To start off weeks 3 and 4, I decided to do a WBTB this morning.  I slept for 5.5 hours, then got up with the dog for about 10 minutes.  I took 4mg Galantamind, 300mg A-GPC, 200mg L-Theanine and 0.5mg Melatonin and went back to sleep.  I was then up for the next 3.5 hours tossing and turning until I gave up and got out of bed.  

Unfortunately I think I need to save my Galantamind for mornings when I do not do a WBTB.  I've had some success when I wake up just to take the pills then go immediately back to bed.  I think the whole WBTB method just wakes me up too much to mix with Galantamind.  Looking forward to a REM rebound tonight!

----------


## GreyBeard

Had my best LD experience to date this morning. I woke after 5.5 hours of sleep, took 4 mg Galantamind, 3 Melissa capsules and about 0.5mg of melatonin. Fell right back to sleep. 

Had a non-lucid dream about a lady making gourmet cookies. She gave me a butter cookie that she had dipped in white chocolate. It was the most delicious cookie I've ever had.

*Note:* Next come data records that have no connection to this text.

PR #5106, opened 2026-04-11
fix: use qualified TS names for namespaced exports

ZhaoXiangXML:
### Description

This is a follow-up to #4977.

Fix TypeScript declaration naming for namespaced exports so generated `.d.ts` files use stable namespace-qualified identifiers derived from the existing qualified-name logic.

This is a breaking change for consumers of generated JS/TS output that referenced the previous bare or order-dependent declaration names.

### Problem

When exports use `js_namespace`, wasm-bindgen already computes qualified names for symbol disambiguation, but TypeScript declaration generation did not apply that naming consistently.

As a result:

- namespaced structs and enums in signatures could collapse to the same bare declaration names, for example both `foo.Point` and `bar.Point` appearing as `Point`
- namespaced free functions could use order-dependent aliases like `greet2`, making declaration names unstable as additional exports were added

I woke up and it had been an hour and ten minutes since I took the supplements. I was worried I would not get back to sleep. After relaxing for about 5 minutes, I visualized a scean.  It started to come into focus when I got hit by the transition. It felt like a freight train was going through my room. My heart started beating faster so I tried to relax. It was too late and the transition faded and I was awake again. I relaxed for a few minutes then fell back to sleep. I found myself in a bar with a handful of my friends. I immediately knew it was a dream. I reminded myself to relax and stay calm. I spent a little time looking at my hands and rubbing them together. I look up and everything is in extremely sharp detail and brightly colored. My friends are all laughing and having a good time. I grab a beer from the bar. It tastes like bud. I walk around and say hello to my friends. I shake hands with everyone since I figured it would help stabilize even further. After what I guessed was a couple minutes I walk up to one of my buddies and say "you know I'm dreaming right now?" he gives me a friendly shove and says "Get the f$&k out of here."

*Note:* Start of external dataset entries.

PR #5112, opened 2026-04-15
Use js_sys::futures instead of wasm_bindgen_futures in codegen

### LINKED ISSUE #5104: use of unresolved module or unlinked crate `wasm_bindgen_futures`
Following #5049 I tried to remove the dependency on `wasm-bindgen-futures` and add the new optional `"futures"` feature on the `js-sys` crate. However, the `#[wasm_bindgen]` macro is now producing an error when building:

```toml
[package]
name = "microgpt-rs"
version = "0.1.0"
edition = "2024"

[dependencies]
rand = { version = "0.10.0" }
rand_distr = "0.6.0"
getrandom = { version = "0.4.2", features = ["wasm_js"] }
wasm-bindgen = { version = "0.2.117" }
# wasm-bindgen-futures = "0.4.67"
web-sys = { version = "0.3.94", features = ["console", 'Response', 'Window'] }
js-sys = { version = "0.3.94", features = ["futures"] }

[target.'cfg(not(target_arch = "wasm32"))'.dependencies]
reqwest = { version = "0.13.2", features = ["blocking"] }

[lib]
crate-type = ["cdylib", "rlib"]
```

```rust
...
#[wasm_bindgen]
pub async fn main_() -> Result<(), JsValue> {
    let mut rng = rand::rng();
    // Let there be a Dataset `docs`: list[str] of documents (e.g. a list of names)
    let window: web_sys::Window = web_sys::window().unwrap();
    // let resp_value: JsValue = JsFuture::from(window.fetch_with_str("https://raw.githubusercontent.com/karpathy/makemore/988aa59/names.txt")).await?;
    // let names = JsFuture::from(resp.text()?).await?.as_string().unwrap();
    let resp_value = window
        .fetch_with_str("https://raw.githubusercontent.com/karpathy/makemore/988aa59/names.txt")
        .await?;
    let resp: Response = resp_value.dyn_into().unwrap();
    let names: String = resp.text()?.await?.as_string().unwrap();
    ...
}
```

```rust
➜ microgpt git:(master) ✗ wasm-pack build --target web --no-typescript --no-pack
...
error[E0433]: failed to resolve: use of unresolved module or unlinked crate `wasm_bindgen_futures`                
   --> src/lib.rs:287:1
    |
287 | #[wasm_bindgen]
    | ^^^^^^^^^^^^^^^ use of unresolved module or unlinked crate `wasm_bindgen_futures`
    |
    = help: if you wanted to use a crate named `wasm_bindgen_futures`, use `cargo add wasm_bindgen_futures` to add it to your `Cargo.toml`
...
```

guybedford:
Resolves #5104.

This adds a new `js-sys` feature to wasm-bindgen, which when set, the wasm bindgen macro will emit js_sys::futures bindings instead of wasm_bindgen_futures bindings.

This is necessary, because the macro assumes wasm_bindgen_futures but not necessarily js_sys currently, so would otherwise be a breaking change if we made the hard switch to expecting js_sys for the macro.

To use the new codegen path:

```toml
[dependencies]
js-sys = "..."
wasm-bindgen = { version = "...", features = ["js-sys"] }
```

Then normal async bindings generate through `js_sys::futures`:

```rust
#[wasm_bindgen]
pub async fn exported() {
    // generated glue uses js_sys::futures
}

#[wasm_bindgen]
extern "C" {
    async fn imported();
}
```

Test coverage includes targeted macro expansion/checks for async import/export codegen using `::js_sys::futures`, plus existing compatibility coverage for the `wasm-bindgen-futures` re-export path.

### DIFF
--- a/crates/macro-support/src/ast.rs
+++ b/crates/macro-support/src/ast.rs
@@ -8,6 +8,10 @@ use std::hash::{Hash, Hasher};
 use syn::Path;
 use wasm_bindgen_shared as shared;
 
+pub fn use_js_sys_futures() -> bool {
+    cfg!(feature = "js-sys")
+}
+
 /// Whether a function is a start function, and if so, whether it
 /// should be exported to JS.
 #[cfg_attr(feature = "extra-traits", derive(Debug))]
@@ -115,6 +119,8 @@ pub struct Export {
     pub wasm_bindgen: Path,
     /// Path to wasm_bindgen_futures
     pub wasm_bindgen_futures: Path,
+    /// Path to js_sys
+    pub js_sys: Path,
 }
 
 /// The 3 types variations of `self`.
@@ -212,6 +218,8 @@ pub struct ImportFunction {
     pub wasm_bindgen: Path,
     /// Path to wasm_bindgen_futures
     pub wasm_bindgen_futures: Path,
+    /// Path to js_sys
+    pub js_sys: Path,
     /// Generic parameters as validated simple type parameters for this function
     pub generics: syn::Generics,
 }
--- a/guide/src/reference/js-promises-and-rust-futures.md
+++ b/guide/src/reference/js-promises-and-rust-futures.md
@@ -22,8 +22,6 @@ async fn get_from_js() -> Result<JsValue, JsValue> {
 }
 ```
 
-This works out of the box — the futures support is built into `js-sys` and
-is always available.
 
 For typed promises the awaited value matches the type parameter directly:
 
--- a/guide/src/reference/js-promises-and-rust-futures.md
+++ b/guide/src/reference/js-promises-and-rust-futures.md
@@ -22,14 +22,8 @@ async fn get_from_js() -> Result<JsValue, JsValue> {
 }
 ```
 
-This works out of the box when `wasm-bindgen-futures` is in your dependency
-tree, which activates the `futures` feature on `js-sys`. You can also enable
-it explicitly without `wasm-bindgen-futures`:
-
-```toml
-[dependencies]
-js-sys = { version = "0.3", features = ["futures"] }
-```
+This works out of the box — the futures support is built into `js-sys` and
+is always available.
 
 For typed promises the awaited value matches the type parameter directly:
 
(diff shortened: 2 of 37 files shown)


crates/macro-support/src/ast.rs
```diff
@@ -45,8 +45,8 @@ pub struct Program {
     pub inline_js: Vec<String>,
     /// Path to wasm_bindgen
     pub wasm_bindgen: Path,
-    /// Path to js_sys
-    pub js_sys: Path,
+    /// When set, use `js_sys::futures` instead of `wasm_bindgen_futures` for async codegen.
```
hoodmane: Are you thinking about switching the default in the future? From the comment in `lib.rs`, it sounds like `wasm_bindgen_futures` is now a reexport of `js_sys::futures` in which case it'd make sense just to always switch. Is that not true?

crates/macro-support/src/ast.rs
```diff
@@ -115,6 +115,8 @@ pub struct Export {
     pub wasm_bindgen: Path,
     /// Path to wasm_bindgen_futures
     pub wasm_bindgen_futures: Path,
+    /// When set, use `js_sys::futures` instead of `wasm_bindgen_futures` for async codegen.
+    pub js_sys: Option<Path>,
```
hoodmane: Shouldn't we unify these into:
```
   pub futures: Path
```
and then set it appropriately?

crates/macro-support/src/ast.rs
guybedford: Yes that would be the ideal, the concern is that this is a breaking change since some modules might only have wasm_bindgen_futures dependency without js_sys dependency in scope.

crates/macro-support/src/ast.rs
guybedford: The `js_sys` attribute is an existing attribute that allows setting a path to JS sys. The change here makes the value part of the key value attribute here optional. The convention then is that when js_sys attribute is provided OR set, we use it. So we do still need to have the js_sys path for the previous use case of customizing the js_sys location.

guide/src/reference/js-promises-and-rust-futures.md
```diff
@@ -22,14 +22,8 @@ async fn get_from_js() -> Result<JsValue, JsValue> {
...
-This works out of the box when `wasm-bindgen-futures` is in your dependency
-tree, which activates the `futures` feature on `js-sys`. You can also enable
-it explicitly without `wasm-bindgen-futures`:
-
-```toml
-[dependencies]
-js-sys = { version = "0.3", features = ["futures"] }
-```
+This works out of the box — the futures support is built into `js-sys` and
+is always available.
```
hoodmane: I think people will assume this if we don't say anything here.
```suggestion
```

guybedford: Thanks, added.

guide/src/reference/types/js-sys.md
```diff
@@ -175,16 +175,8 @@ async fn example() -> Result<Number, JsValue> {
...
-automatically when `wasm-bindgen-futures` is a dependency. Enable it directly
-if needed:
-
-```toml
-[dependencies]
-js-sys = { version = "0.3", features = ["futures"] }
-```
-
-If you need a named [`JsFuture`] value, use `JsFuture::from`:
+Futures support is enabled by default. If you need a named [`JsFuture`]
```
hoodmane:
```suggestion
If you need a named [`JsFuture`]
```

hoodmane (approved):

Everything goes black at this point. I feel like I'm laying in bed. However it still feels like I'm holding a beer.It's at this point I realize I'm still dreaming. A new scene materializes and my buddies are still there. After some inspection of the area I decide to test out my super powers. I look at a vase across the room. I decide to move it with my mind. I concentrate and point at it. I swipe my fingers and the vase gets knocked off it's stand. My DCs are cheering and getting excited. I do my best to ignore them. One is being annoying and keeps asking me what super powers he can have. I notice he's standing in front of a window. I lift my hand and flick my fingers at him. He goes crashing through the window. I feel like testing out my flying skills so I poke my head out of the broken window. It's only a few feet off the ground. I dive out the window fulling expecting to soar into the sky. I promptly fall on my face. 

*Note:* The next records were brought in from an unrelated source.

PR #5116, opened 2026-04-18
Use Crates.io Trusted Publishing

daxpedda:
Use [Crates.io trust publishing](https://crates.io/docs/trusted-publishing) instead of using a secret key.

I've already added the required configuration to Crates.io. After merging we should enable the "Require trusted publishing for all new versions" checkbox for all Crates and delete the secret from GitHub.


RReverser (approved):
Love this!

guybedford (approved):

PR #5122, opened 2026-04-25
Simplify web-sys generated bindings

guybedford:
This simplifies the generated `web-sys` bindings by omitting redundant `#[wasm_bindgen]` attributes when they match wasm-bindgen defaults, and improves whitespace formatting of the generated attributes by feeding them through `rustfmt` cleanly.

`rustfmt` only formats unknown macro attribute args of the form `name = <literal>` — bare idents and paths defeat it and the macro tokens are emitted verbatim with stray spaces (e.g. `# [wasm_bindgen (method , js_class = "X" , js_name = abort)]`). Switching the generated `js_name`, `extends`, `static_method_of`, and `vendor_prefix` arguments to string-literal form lets `rustfmt` format every line uniformly.

Implemented:

* remove `structural` / `final` emission from generated WebIDL attributes and methods (structural is already the default)
* remove the dead `is_structural` and `has_ident_attribute` helper paths
* skip redundant `js_name` emission where the generated Rust name already matches
* extend the `#[wasm_bindgen]` attribute parser to accept string-literal forms for the `extends`, `static_method_of`, and `vendor_prefix` arguments alongside the existing bare-path/ident forms
* emit the generated `js_name`, `extends`, `static_method_of`, and `vendor_prefix` arguments as string literals from the WebIDL generator
* regenerate `web-sys` bindings (now overwhelmingly formatted as `#[wasm_bindgen(method, js_class = "X", js_name = "y")]`) and add an Unreleased changelog entry

Before:

```rs
# [wasm_bindgen (method , structural , js_class = "AbortController" , js_name = abort)]
pub fn abort(this: &AbortController);
```

After:

```rs
#[wasm_bindgen(method, js_class = "AbortController", js_name = "abort")]
pub fn abort(this: &AbortController);
```

The string-literal form is purely additive on the macro side; existing user code using `extends = ::js_sys::Object` etc. continues to work unchanged. The remaining unformatted lines in `web-sys` are the small set of type-definition headers that use `is_type_of = |_| false` (a closure expression, not a `name = <literal>` arm) — that's a follow-up.

Test coverage:

* `cargo test -p wasm-bindgen-webidl`
* `cargo check -p web-sys`


crates/web-sys/src/features/gen_AbortController.rs
```diff
@@ -27,14 +27,14 @@ extern "C" {
     #[doc = ""]
     #[doc = "*This API requires the following crate features to be activated: `AbortController`*"]
     pub fn new() -> Result<AbortController, JsValue>;
-    # [wasm_bindgen (method , structural , js_class = "AbortController" , js_name = abort)]
+    #[wasm_bindgen(method, js_class = "AbortController")]
```
hoodmane, line 34: Nit: What's the deal with the white space? Here it looks nice now with `method,` but in most places it's still `method ,`.

CHANGELOG.md
```diff
@@ -23,6 +23,12 @@
   instantiated `WebAssembly.Instance`.
   [#5118](https://github.com/wasm-bindgen/wasm-bindgen/pull/5118)
 
+### Changed
+
+* Simplified generated `web-sys` bindings by omitting redundant
+  `#[wasm_bindgen]` attributes when they match wasm-bindgen defaults, including
+  structural method annotations and matching `js_name` entries.
```
hoodmane: Does this need a changelog? Presumably it's transparent to the user?

guybedford: Yeah, this is entirely non-semantic to end users apart from being visible in the code.

hoodmane (approved):

crates/web-sys/src/features/gen_AbortController.rs
guybedford: It's really weird - rustfmt basically can't handle non-quoted string paths, so bails on those and we get the ugly output.

If we quote all names, we can get proper formatting of the attribute. Then we're just left with the `extends = ::js_sys::Object` case that isn't formatible.

Pushed a commit to do that so we get nicer output rather.

PR #5128, opened 2026-04-27
Enforce unwind safety on #[wasm_bindgen] exports under panic=unwind

guybedford:
This implements compile-time unwind-safety validation for `#[wasm_bindgen]`-exported methods and free functions when building with `panic = "unwind"`.

The macro previously wrapped every exported sync body in `maybe_catch_unwind(|| { ... })` but emitted all argument/receiver `from_abi` conversions *inside* the closure. The closure therefore only captured the raw ABI integer parameters — trivially `UnwindSafe` — so the `UnwindSafe` bound on `maybe_catch_unwind` was effectively a no-op for the user's types. `&self` / `&mut self` methods on structs containing `Cell`, `RefCell`, `Mutex`, etc. compiled cleanly, even though a mid-method panic could leave those types in a torn state observable on the next call from JS.

Empirically, the following all compiled fine under `RUSTFLAGS=-Cpanic=unwind` before this change:

```rs
#[wasm_bindgen]
pub struct Holder { counter: Cell<u32>, inner: RefCell<Vec<u32>> }

#[wasm_bindgen]
impl Holder {
    pub fn bump_then_panic(&mut self) {
        self.counter.set(self.counter.get() + 1);
        panic!();                 // counter half-updated, observable next call
    }
    pub fn shared_borrow_panic(&self) {
        let _g = self.inner.borrow_mut();
        panic!();                 // RefCell borrow leaked permanently
    }
}
```

This adds explicit type-level bounds in the export codegen that fire under `panic = "unwind"`:

* `&self` / `&mut self` &rarr; `Self: RefUnwindSafe`
* `&T` / `&mut T` args  &rarr; `T: RefUnwindSafe`
* owned arg / `self`     &rarr; `T: UnwindSafe`

backed by two no-op helpers `__rt::ensure_ref_unwind_safe` / `__rt::ensure_unwind_safe` that only carry the trait bound under `cfg(all(target_family = "wasm", feature = "std", panic = "unwind"))`. For `&self` / `&T` and owned arguments these match exactly what stdlib's closure-capture bound would require naturally — they just produce a clearer error message pointing at the bound rather than at the capture failure. For `&mut self` / `&mut T`, stdlib's blanket `impl<T> !UnwindSafe for &mut T` would otherwise reject every `&mut` method unconditionally, so the bound is deliberately weakened to the same `RefUnwindSafe` rule (the *logical* unwind-safety property on the underlying type), separate from the closure's own `UnwindSafe` bound.

The helpers are named `ensure_*` rather than `assert_*` to avoid confusion with `std::panic`'s `*_assert_unwind_safe` family (which means the *opposite* — wrap in `AssertUnwindSafe`) and to reflect that they are compile-time bounds, not runtime assertions.

```rs
// before — no compile error under panic=unwind
#[wasm_bindgen]
pub fn touch(_c: &Cell<u32>) {}

// after — produces:
//   error[E0277]: the type `UnsafeCell<u32>` may contain interior
//   mutability and a reference may not be safely transferable across
//   a catch_unwind boundary
//     |
//     | required by a bound in `wasm_bindgen::__rt::ensure_ref_unwind_safe`
```

Users whose type is genuinely safe to observe after a caught panic can opt in via either:

* `impl RefUnwindSafe for MyType {}`, or
* wrapping interior-mutable fields in `std::panic::AssertUnwindSafe`.

The in-tree examples that needed updating:

* `tests/wasm/getters_and_setters.rs::SetterCompute(Rc<Cell<u32>>)` — the existing setter is a single primitive `Cell::set` call which cannot panic mid-mutation, so the field is wrapped in `AssertUnwindSafe`. Demonstrates the recommended user pattern.
* `crates/test/src/rt/mod.rs::WasmBindgenTestContext` — the test harness intentionally drives state through interior mutability while orchestrating panicking test execution, so it gets a manual `impl RefUnwindSafe`. Demonstrates the alternative opt-in.

Test coverage:

* New runtime test `tests/wasm/unwind.rs::ref_unwind_safe_method_runtime_behavior` exercises an exported `&mut self` method that panics mid-mutation on a `RefUnwindSafe` struct, verifying both that the panic is caught and that pre-panic mutations remain observable on subsequent calls.
* Inline-documented negative cases (commented-out structs whose uncommenting fails to compile under `panic = "unwind"`).
* All 354 existing wasm tests pass under `RUSTFLAGS=-Cpanic=unwind` with the new check enabled.

The check is a complete no-op outside `panic = "unwind"` builds. `panic = "unwind"` is nightly-only and explicitly experimental, so the slightly-breaking surface (existing crates with `&self`/`&mut self` methods on interior-mutable structs that build with `panic=unwind` will now require an explicit opt-in) is in scope for the feature's correctness goals.

#### Alternative considered: per-struct bound on the exported class itself

An alternative explored was emitting a single `ensure_ref_unwind_safe::<Self>()` (and `ensure_unwind_safe::<Self>()`) per exported struct in its codegen, rather than per call site, leaning on `RefUnwindSafe`'s auto-trait propagation through fields. This is appealingly simpler but is strictly over-tightening: it fires on exported handle structs that hold `!UnwindSafe` data (e.g. `pub struct ClosureHandle { _closure: Closure<dyn FnMut()> }`) but never expose a `&self` / `&mut self` / owned-`self` path — so JS can never re-enter them after a caught panic and there is no torn-state risk. The per-call-site approach correctly fires only where re-entrancy is actually possible.

### DIFF
--- a/CHANGELOG.md
+++ b/CHANGELOG.md
@@ -175,6 +175,17 @@
 
 ### Changed
 
+* `#[wasm_bindgen]` exports now enforce unwind-safety at compile time under
+  `panic = "unwind"`. The generated wrapper for every `&self` / `&mut self`
+  method asserts `Self: RefUnwindSafe`, and reference arguments `&T` / `&mut T`
+  assert `T: RefUnwindSafe`, before the body runs inside `catch_unwind`. This
+  catches at compile time methods whose interior-mutable state could be
+  silently torn by a caught panic (e.g. a `RefCell` left borrowed, a `Cell`
+  updated halfway through restoring an invariant). The check is a no-op
+  outside `panic = "unwind"` builds. Users whose type is genuinely safe can
+  opt in with `impl RefUnwindSafe for MyType {}` or by wrapping interior-
+  mutable fields in `std::panic::AssertUnwindSafe`.
+
 * Simplified generated `web-sys` bindings by omitting redundant
   `#[wasm_bindgen]` attributes when they match wasm-bindgen defaults, including
   structural method annotations and matching `js_name` entries. The
--- a/crates/macro-support/src/codegen.rs
+++ b/crates/macro-support/src/codegen.rs
@@ -688,7 +688,7 @@ impl TryToTokens for ast::Export {
                     // Owned `self` is consumed inside the catch-unwind closure;
                     // assert it's `UnwindSafe` so a panic mid-method doesn't
                     // surface a half-modified observable value to the caller.
-                    #wasm_bindgen::__rt::assert_unwind_safe::<#class>();
+                    #wasm_bindgen::__rt::ensure_unwind_safe::<#class>();
                     let me = unsafe {
                         <#class as #wasm_bindgen::convert::FromWasmAbi>::from_abi(me)
                     };
@@ -708,7 +708,7 @@ impl TryToTokens for ast::Export {
                     // `&mut self` method, so we use a separate type-level
                     // assertion rather than relying on closure capture
                     // inference.
-                    #wasm_bindgen::__rt::assert_ref_unwind_safe::<#class>();
+                    #wasm_bindgen::__rt::ensure_ref_unwind_safe::<#class>();
                     let mut me = unsafe {
                         <#class as #wasm_bindgen::convert::RefMutFromWasmAbi>
                             ::ref_mut_from_abi(me)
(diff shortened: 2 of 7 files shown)


hoodmane (approved):
It needs some ui tests for the compile errors but otherwise looks good to me.

hoodmane:
Also, the name `assert_unwind_safe` is not great because here it means `compile_error_if_not_unwind_safe`

guybedford:
@RReverser I tried applying this at the class-level, but that actually resulted in an unnecessarily strict semantic since `&self`, `&mut self`, `self` and `mut self` all have different unwind safety properties, which gets discovered at the function-level rather. For example a class with only `&self` references only needs `RefUnwindSafe`. Sticking with the current per-function approach for this reason.

guybedford:
Renamed to `ensure_unwind_safe` `ensure_ref_unwind_safe`.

Everything is black again and I'm on my back.  It still feels like I have a bottle in my hand, but it is distorted.  I realize I'm still dreaming. I'm on the floor next to a table of girls. My confidence must have been high because I did not stabilize at all. After a short time this dream fades. 

Total lucid time was probably 6 to 8 minutes, which blows away my previous LDs. I completed the super powers task (telekinesis). I finally got a response from a DC when telling them that I'm dreaming. I'm not sure if what I experienced was 2 FAs, or a DILD with 2 DEILD, or just one long dream. 

I'm much more confident I can extend my lucids as now. I'm pumped for my next experience.

----------


## GreyBeard

Another LD this morning. I'm pretty happy because I didn't take any supplements.  I'm not going to post the whole thing because it was fairly lengthy (approaching 10 minutes), but I did complete a task so I'll post a little of it...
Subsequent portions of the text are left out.